They say that coming home is the hardest part of the Race. That the shock of America is greater than that of a country like Thailand. That you’ll feel alone amidst the endless coffee dates and friends and family. Although some people want to understand, nobody really gets it. How was my trip? Really good, but really a lot of other things at the same time. What was my favorite country? All of them, for different reasons. One word answers don’t explain what it was like. A lunch date discussing my “trip” doesn’t even scratch the surface of my past year of life.

Leaving my best friends from the World Race was heart breaking. I’ve never cried so much in 24 hours than I did the night with my squad in Miami before flying to Atlanta. These people get me. They know me. My heart physically aches from loving so many so deeply all at once and from saying constant goodbyes. 
 
All alone for the first time in 9 months, I check in and they print my ticket home.
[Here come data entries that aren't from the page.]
PR #165, opened 2018-08-29
Temp fix admin

doodyparizada:


scripts/src/admin/services.ts
```diff
@@ -405,22 +411,23 @@ export async function getApplicationUserData(params: { app_user_id: string, app_
...
 	}
-	const orders = await Order.find({
-		where: queryBy,
-		order: { currentStatusDate: "DESC" },
-		take: take(query),
-		skip: skip(query)
-	});
+	if (query.user_id) {
+		const contexts = await OrderContext.find({ userId: query.user_id });
+		if (contexts.length > 0) {
```
liorama: `if (contexts.length) {`

liorama: but maybe do:
`contexts.length ? q.andWhere("id in (:ids)", { ids: contexts.map(c => c.orderId) }) : q.andWhere("id = 'no-such-id' ");`
Feels nicer when it's all on one line. I don't think it's too much.

liorama: What's `'no-such-id'` btw?

scripts/src/admin/services.ts
```diff
@@ -546,12 +554,12 @@ export async function changeOffer(body: Partial<Offer>, params: { offer_id: stri
...
 	if (body && body.cap) {
-		if (body.cap.total && !isNothing(parseInt(body.cap.total as any, 10)) && parseInt(body.cap.total as any, 10) >= 0) {
-			offer.cap.total = parseInt(body.cap.total as any, 10);
+		if (!isNothing(body.cap.total)  && body.cap.total >= 0) {
+			offer.cap.total = body.cap.total;
 			didChange = true;
 		}
-		if (body.cap.per_user && !isNothing(parseInt(body.cap.per_user as any, 10)) && parseInt(body.cap.per_user as any, 10) >= 0) {
-			offer.cap.per_user = parseInt(body.cap.per_user as any, 10);
+		if (!isNothing(body.cap.per_user) && body.cap.per_user >= 0) {
```
liorama: What's the meaning of `body.cap.per_user = 0` is it no cap or a cap 0 so no offers at all?
If it's no cap then you can do `if (body.cap.per_user) {`

scripts/src/admin/services.ts
```diff
@@ -405,22 +411,23 @@ export async function getApplicationUserData(params: { app_user_id: string, app_
...
 export async function getOrders(params: any, query: Paging & { status?: OpenOrderStatus, user_id?: string, offer_id?: string }): Promise<string> {
-	const queryBy: { offerId?: string, userId?: string, status?: OpenOrderStatus } = {};
+	const q = await Order.queryBuilder("order");
+
 	if (query.offer_id) {
-		queryBy.offerId = query.offer_id;
-	}
-	if (query.user_id) {
-		queryBy.userId = query.user_id;
+		q.andWhere("offer_id = :offer_id", { offer_id: query.offer_id });
```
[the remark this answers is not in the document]
liorama: They are not interchangable https://github.com/typeorm/typeorm/blob/a4dec02cc59d3219a29c7be0322af2253e1452dc/src/query-builder/SelectQueryBuilder.ts#L701

liorama:
Also, make sure to squash all these commits

scripts/src/admin/services.ts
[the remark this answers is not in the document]
doodyparizada: It actually did this on purpose. The problem with `where` is that if you call it twice by mistake, it overrides the previous where. but with `andWhere` this won't happen

scripts/src/admin/services.ts
```diff
@@ -405,22 +411,23 @@ export async function getApplicationUserData(params: { app_user_id: string, app_
 }
 
 export async function getOrders(params: any, query: Paging & { status?: OpenOrderStatus, user_id?: string, offer_id?: string }): Promise<string> {
-	const queryBy: { offerId?: string, userId?: string, status?: OpenOrderStatus } = {};
+	const q = await Order.queryBuilder("order");
```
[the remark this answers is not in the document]
doodyparizada: k

scripts/src/admin/services.ts
doodyparizada: it means no offer will return to any user. 0 is a valid option for cap.

scripts/src/admin/services.ts
doodyparizada: If a user has no orders, an empty list should return. `WHERE id IN ()` is an illegal SQL, so I'm just using an operation that will never return. I could of also just run `WHERE 1 = 0`

PR #168, opened 2018-09-04
ECO-603 Add translation table

liorama:


scripts/src/models/translations.ts
```diff
@@ -0,0 +1,32 @@
+import { BaseEntity, Column, Entity, JoinColumn, ManyToOne, ObjectType, OneToMany, PrimaryColumn } from "typeorm";
+import { register as Register } from "./index";
+import { DeepPartial } from "typeorm/common/DeepPartial";
```
nitzantomer: as we talked about, i prefer that the npm modules be at the top, especially as it is an import from `typeorm` then put it with the other import from there

liorama:
@nitzantomer It was a different task hence different PR, I'll wait with merging it.

nitzantomer:
@liorama 
so that's not good.
either don't split up to such small tasks, or group a few into a PR, because you can't go over something like this without a context.  as an example, again is whether or not you need to have the `OfferTranslations.new` function.

PR #171, opened 2018-09-06
handle user register race condition

doodyparizada:


scripts/src/public/services/users.ts
```diff
@@ -38,15 +39,7 @@ export async function getOrCreateUserCredentials(
...
-	if (!user) {
-		logger.info("creating a new user", { appId, appUserId });
-		// new user
-		user = db.User.new({ appUserId, appId, walletAddress });
-		await user.save();
-		logger.info(`creating stellar wallet for new user ${user.id}: ${user.walletAddress}`);
-		await payment.createWallet(user.walletAddress, user.appId, user.id, logger);
-		metrics.userRegister(true, true);
-	} else {
+	async function handleExistingUser(user: User) {
```
nitzantomer: is there a reason why this function is defined here and not on the module scope?  
it means that this definition is being parsed in every execution of the top function (getOrCreateUserCredentials).

also, it's confusing calling the argument `user` as there's already such a variable two lines above.

either extract this function to the module level or rename this argument.

doodyparizada: I just wanted the scoping, but I'll move it outside

nitzantomer: @doodyparizada 
i understand the motivation behind it as the closure gives you access to other variables.
the issue here is performance, the function is recreated everytime the parent function is executed.

i'm not saying it's wrong, just think of the pros/cons for the reasons and decide, i don't really mind.
what i do mind though is that if you keep it there, change the argument name from `user` as you now have to variables with that name and it is confusing.

doodyparizada: I don't think we should care about the performance of defining the closure on each run of the function - accessing the DB should be much slower (I hope I'm not wrong). I'll change the argument name.

PR #174, opened 2018-09-13
handle both user id and jid

nitzantomer:
# DO NOT MERGE

I'm not sure that we want this in master, maybe just deploy it and let it run until the migration is done?

### DIFF
--- a/scripts/src/public/services/native_offers.ts
+++ b/scripts/src/public/services/native_offers.ts
@@ -61,13 +61,13 @@ export async function validateExternalOrderJWT(jwt: string, user: User, logger: 
 		const decodedUserAppId = decoded.payload.sender.user_jid ? decoded.payload.sender.user_id : null;
 		const decodedUserAppJid = decoded.payload.sender.user_jid ? decoded.payload.sender.user_jid : decoded.payload.sender.user_id;
 
-		logger.info(`[JID_MIGRATION] validateExternalOrderJWT\n\t\tuserAppId:${userAppId}\n\t\tuserAppJid:${userAppJid}\n\t\tdecodedUserAppId:${decodedUserAppId}\n\t\tdecodedUserAppJid:${decodedUserAppJid}`);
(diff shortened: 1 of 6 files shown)


scripts/src/public/services/native_offers.ts
```diff
@@ -40,22 +47,36 @@ export function isPayToUser(jwt: ExternalOrderJWT): jwt is ExternalPayToUserOrde
...
-	if ((decoded.payload.sub === "spend" || decoded.payload.sub === "pay_to_user") &&
-		!!decoded.payload.sender.user_id && decoded.payload.sender.user_id !== appUserId) {
+	// TEMP:JID_MIGRATION
+	if (decoded.payload.iss === "kik") {
+		const userAppId = user.appUserJid ? user.appUserId : null;
+		const userAppJid = user.appUserJid ? user.appUserJid : user.appUserId;
+		const decodedUserAppId = decoded.payload.sender.user_jid ? decoded.payload.sender.user_id : null;
+		const decodedUserAppJid = decoded.payload.sender.user_jid ? decoded.payload.sender.user_jid : decoded.payload.sender.user_id;
+
+		if ((decoded.payload.sub === "spend" || decoded.payload.sub === "pay_to_user")) {
```
doodyparizada: this might fail if kik only changes the register JWT and not the spend. so `userAppId` will be defined but `decodedUserAppId` won't. Should you support this case?

scripts/src/public/services/users.ts
```diff
@@ -30,15 +30,37 @@ function AuthTokenDbToApi(authToken: db.AuthToken, user: db.User, logger: Logger
...
-	appId: string,
+	appUserJid: string | null,
 	walletAddress: string,
 	deviceId: string, logger: LoggerInstance): Promise<AuthToken> {
 
+	const appId = app.id;
+
 	async function handleExistingUser(existingUser: User) {
-		logger.info("found existing user", { appId, appUserId, userId: existingUser.id });
+		logger.info("found existing user", { app, appUserId, userId: existingUser.id });
```
doodyparizada: { appId: app.id, ...

scripts/src/public/services/native_offers.ts
nitzantomer: but if they don't change their spend JWT then they will send the `jid` as the regular id, so the matching will fail in any case...
they have to change all JWTs or none at all

PR #178, opened 2018-09-24
ECO-605 add import treanslations CSV

liorama:


scripts/src/admin/translations.ts
```diff
@@ -150,8 +158,118 @@ export async function getCsvTemplateData() {
...
+	});
+	OfferTranslation.createQueryBuilder().insert().values(dbReadyData).execute();
+}
+
+//  TODO: add validation
+async function processTranslationData(csvData: TranslationData) {
+	const allOfferContents = await OfferContent.find({ select: ["offerId", "content"] } as FindManyOptions<OfferContent>);
+	const allContentTranslations: OffersTranslation = {};
+	csvData.forEach(row => {
+		const [__, csvKey, ___, translation] = row;
```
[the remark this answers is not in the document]
liorama: I think it's clearer this way, since it's more explicit.

scripts/src/admin/translations.ts
```diff
@@ -150,8 +158,136 @@ export async function getCsvTemplateData() {
...
+		const [table, offerId, column, jsonPath] = getCsvKeyElements(csvKey);
+		const offerTranslations = (offerId in allContentTranslations) ?
```
nitzantomer: didn't we say that you're breaking this to a more readable `if () { } else {}` block?

scripts/src/admin/translations.ts
```diff
@@ -150,8 +158,136 @@ export async function getCsvTemplateData() {
...
+	orderTitle: string,
+	content: any /* It's suppose to be offerContent: { content } but that drives TS crazy */
+};
+type Column = "title" | "description" | "orderDescription" | "orderTitle" | "content";
+type Table = "offer" | "offerContent";
+type OffersTranslation = { [index: string]: OfferTranslationData };
+type OffersTranslationRow = {
+	offer: Offer;
+	offerId: string;
+	context: "offer" | "offer_content";
```
nitzantomer: can't you use the `Table` type here? it's pretty much the same

scripts/src/admin/translations.ts
```diff
@@ -150,8 +158,136 @@ export async function getCsvTemplateData() {
...
+			} catch (e) {
+			}
+		}
+		allContentTranslations[offerId] = offerTranslations;
+	});
+	return allContentTranslations;
+}
+
+//  rowOffset is a 0 base index of the row to start with
+export async function processFile(filename: string, languageCode: string, rowOffset = 1) {
```
nitzantomer: doesn't look like this function is used, is it necessary?

scripts/src/admin/translations.ts
```diff
@@ -150,8 +158,136 @@ export async function getCsvTemplateData() {
...
+
+function getOfferContentFromJson(offerContent?: OfferContent) {
+	if (!offerContent) {
+		return {};
+	}
+	return parseContent(offerContent.content);
+}
+
+async function insertIntoDb(data: OffersTranslation, language: string) {
+	const allOffers = await Offer.find({ type: "earn" });
```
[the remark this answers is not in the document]
liorama: Moti says this will be less performant DB wise. So it's a question of micro-optimising DB vs in memory iteration...I'm leaving it as it is....

PR #180, opened 2018-10-07
Lior/eco 609 submit order answer validation supports i18n

liorama:


scripts/src/public/services/offers.ts
```diff
@@ -72,12 +72,10 @@ async function filterOffers(userId: string, app: Application | undefined, logger
...
-	let language: string | null = null;
+	let language: string | false = false;
 	if (acceptsLanguagesFunc) {
-		availableTranslations = await OfferTranslation.createQueryBuilder("translations")
-			.where("translations.language IN (:languages)", { languages: acceptsLanguagesFunc() })
-			.getMany();
-		const availableLanguages = new Set(availableTranslations.map(translation => translation.language));
+		let availableLanguages;
+		[availableLanguages, availableTranslations] = await OfferTranslation.getSupportedLanguages({ languages: acceptsLanguagesFunc() });
 		language = acceptsLanguagesFunc(Array.from(availableLanguages)); // get the most suitable language for the client
```
doodyparizada: availableLanguages is already an Array

scripts/src/public/services/offer_contents.ts
```diff
@@ -1,7 +1,10 @@
 import { LoggerInstance } from "winston";
+import { Request as ExpressRequest } from "express-serve-static-core";
 
 import { isNothing } from "../../utils";
 import * as db from "../../models/offers";
+import { OfferTranslation } from "../../models/translations";
+import { Path } from "../../admin/translations";
```
doodyparizada: I wouldn't put `Path` in admin if you're importing it into the public server. it should probably be the opposite

doodyparizada: just define it here `scripts/src/models/translations.ts`

scripts/src/public/services/offer_contents.ts
```diff
@@ -123,7 +126,7 @@ export function isValid(offerContent: db.OfferContent, form: string | undefined)
 	return typeof answers === "object" && !Array.isArray(answers);
 }
 
-export function sumCorrectQuizAnswers(offerContent: db.OfferContent, form: string | undefined): number {
+export async function sumCorrectQuizAnswers(offerContent: db.OfferContent, form: string | undefined, acceptsLanguagesFunc?: ExpressRequest["acceptsLanguages"]): Promise<number> {
```
doodyparizada: Why doesn't this only pass the actual language that the poll was served in?
after you change the answers to ids, you wouldn't need to know this anyway

doodyparizada: It just feels broken that you might be served the poll in one language and somehow check the results in another one

scripts/src/public/services/offers.ts
```diff
@@ -72,12 +72,10 @@ async function filterOffers(userId: string, app: Application | undefined, logger
 	const offerCounts = await Order.countAllByOffer(userId);
 	const contents = await offerContents.getAllContents();
 	let availableTranslations: OfferTranslation[] = [];
-	let language: string | null = null;
+	let language: string | false = false;
```
doodyparizada: why false?

scripts/src/public/services/offers.ts
```diff
@@ -72,12 +72,10 @@ async function filterOffers(userId: string, app: Application | undefined, logger
...
 	if (acceptsLanguagesFunc) {
-		availableTranslations = await OfferTranslation.createQueryBuilder("translations")
-			.where("translations.language IN (:languages)", { languages: acceptsLanguagesFunc() })
-			.getMany();
-		const availableLanguages = new Set(availableTranslations.map(translation => translation.language));
+		let availableLanguages;
+		[availableLanguages, availableTranslations] = await OfferTranslation.getSupportedLanguages({ languages: acceptsLanguagesFunc() });
```
doodyparizada: The api for `getSupportedLanguages` doesn't feel clean. Why would it return the `availableLanguages` if you can deduce it from the `availableTranslations`

scripts/src/models/translations.ts
```diff
@@ -10,6 +17,30 @@ export class OfferTranslation extends BaseEntity {
...
+		if (languages) {
+			query.where("translations.language IN (:languages)", { languages });
+		}
+		if (offerId) {
+			query.andWhere("translations.offer_id = :offerId", { offerId });
+		}
+		if (paths) {
+			query.andWhere("translations.path IN (:paths)", { paths });
+		}
+		return await query.getMany();
```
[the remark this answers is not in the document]
liorama: No you can't...not in our current version:
https://kinecosystem.slack.com/archives/CAC2GRPU7/p1538304703000100

scripts/src/public/services/offer_contents.ts
liorama: I don't want to add a language column to Order. This will all change, as you said, in a few days so it doesn't matter much.

scripts/src/public/services/offers.ts
liorama: That's what the `acceptsLanguages` function returns when no supported language is found.

scripts/src/public/services/offers.ts
liorama: Helper function. We do this in a few places, DRY.

scripts/src/public/services/offer_contents.ts
doodyparizada: kk, but this makes that task even more important

liorama: Anything that will make us do that task and not postpone it anymore is a good thing.

PR #181, opened 2018-10-09
run create-jwt-keys before building the docker image

doodyparizada:


Makefile
```diff
@@ -48,7 +48,7 @@ push-image:
 pull:
 	docker-compose -f docker-compose.yaml -f docker-compose.deps.yaml pull
 
-up:
+up: db-docker
```
liorama: Why?

doodyparizada: because the internal server fails without having a DB first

Where are the other 50 of “us”? I’m sitting by a stranger and being offered a glass of ginger ale with ice in it, and this time, I don’t have to wonder if it’s purified or not. Am I ready?
 
I’m now so used to adapting to new environments, becoming more of the person God created me to be with every step. Will that happen again as I transition home? Can that even happen in America? Is it possible to put into practice the things I’ve learned in this context? Suddenly, I realize that being normal has become a foreign concept to me. 
 
On May 29th, I arrived back to the place I’ve known as “home” for the last 18 years. It feels the same. But I don’t. I feel different. I know I’ve changed. I must have changed. Did I change? I keep pinching myself to see if being home is a dream, or if the World Race itself was a dream. Did it really happen? Sharing testimonies of the things God did this last year with people and at church reminds me of the things the Lord has taught me and brought me through. It was real. It happened.
 
Okay, I’ve done this before, I can do it again. Go hang out with people. Get back into your life guarding job. I have had about 25 dates to “talk about my trip” in the last 3 weeks. Extroverted me can play that role. Talkative me loves it. Busy, busy, busy… because that’s American me. Always filling my empty tank with social life or stuff or my iPhone. Feeling a bit lonely, kind of alienated, and pretty purposeless. In the midst of being home, I couldn’t see what was wrong with me. I slipped back into my marked out roles. Honestly, World Race me has been disappointed with home me. 
 
These past weeks have been a whirlwind. It’s like that slide at a water park where you are shot into this big toilet bowl, and go around and around until you suddenly get plopped right into a body of water underneath, and you can’t remember which way is up. For the past few weeks, I have been holding my breath. 
 
Enter: Project Searchlight. This week is designed for World Racers that have just gotten off the field to come together at Adventures in Missions headquarters. It is a week of revival. Worship. Space to think. Celebration. Renewal. Debrief. Feeling fully alive. 
 
This week, I’ve talked with the Lord about what it looks like to be home for this season, about the future, about truths I’ve forgotten. It was like coming up for air. I can breathe now. I can breathe now. The weight is lifted. I’m letting Him fill in the holes.
 
I am waging war on normalcy. On complacency. On numbness. On apathy. On living a life that’s anything less than full and abundant. I’m waging war, even here. 
 
My generation has the unfortunate tendency to choose mediocrity over the greatness that God offers. I am not made for that kind of living. I choose to dream big because my God is big, and He is able to do immeasurably more than I could ever ask or imagine. 
 
I’m trusting God like never before. I’m doing life with His Spirit inside me from now until forever. It’s going to be wild. 
 
This fall, I’m called to go to UGA. I know that The Lord is working and moving like crazy across that campus and across Athens, and I am expectant to see what will happen through me as I live life with Him there. The World Race is not going to be the biggest or craziest thing that I will do or experience. It is just a training camp for what’s next. 

I’m going to start wearing glittery nail polish. To me, it represents the Spirit with me. It looks like childlike faith. Big dreams. Life isn’t meant to be mundane. Whimsy. Don’t take life too seriously.  I’m going to start dancing more and worshiping more because I’m free. 
 
I’m no longer a “World Racer,” not that it was about that anyway. I choose to not find my identity in what I do, but in who I am. Today, I feel brand new and bold and confident and ready to take on the world again, hand in hand with my Father.